◆ Exercise brief: Nothing but a number is wanted: the count of lines in the records below that include "reproducible".

◇ ◇ ◇ ◇

PR #6997, opened 2022-08-31
Make the manpages build reproducible via datalad.source.epoch (to be used in Debian packaging)

yarikoptic:
I think it is worth adding to our codebase to avoid posssible conflicts in the
patch and also to facilitate similar reproducibility in other distributions
where so would be desired.

Origin: https://bugs.debian.org/cgi-bin/bugreport.cgi?bug=1010318

### DIFF
--- a/changelog.d/pr-6997.md
+++ b/changelog.d/pr-6997.md
@@ -1,0 +1,5 @@
+### Internal
+
+- Make the build reproducible (on Debian) via SOURCE_DATE_EPOCH for dates in
+  manpages.  [PR #6997](https://github.com/datalad/datalad/pull/6997) (by
+  [@yarikoptic](https://github.com/yarikoptic))
--- a/changelog.d/pr-6997.md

◇ ◇ ◇ ◇

◆ Expected answer: 2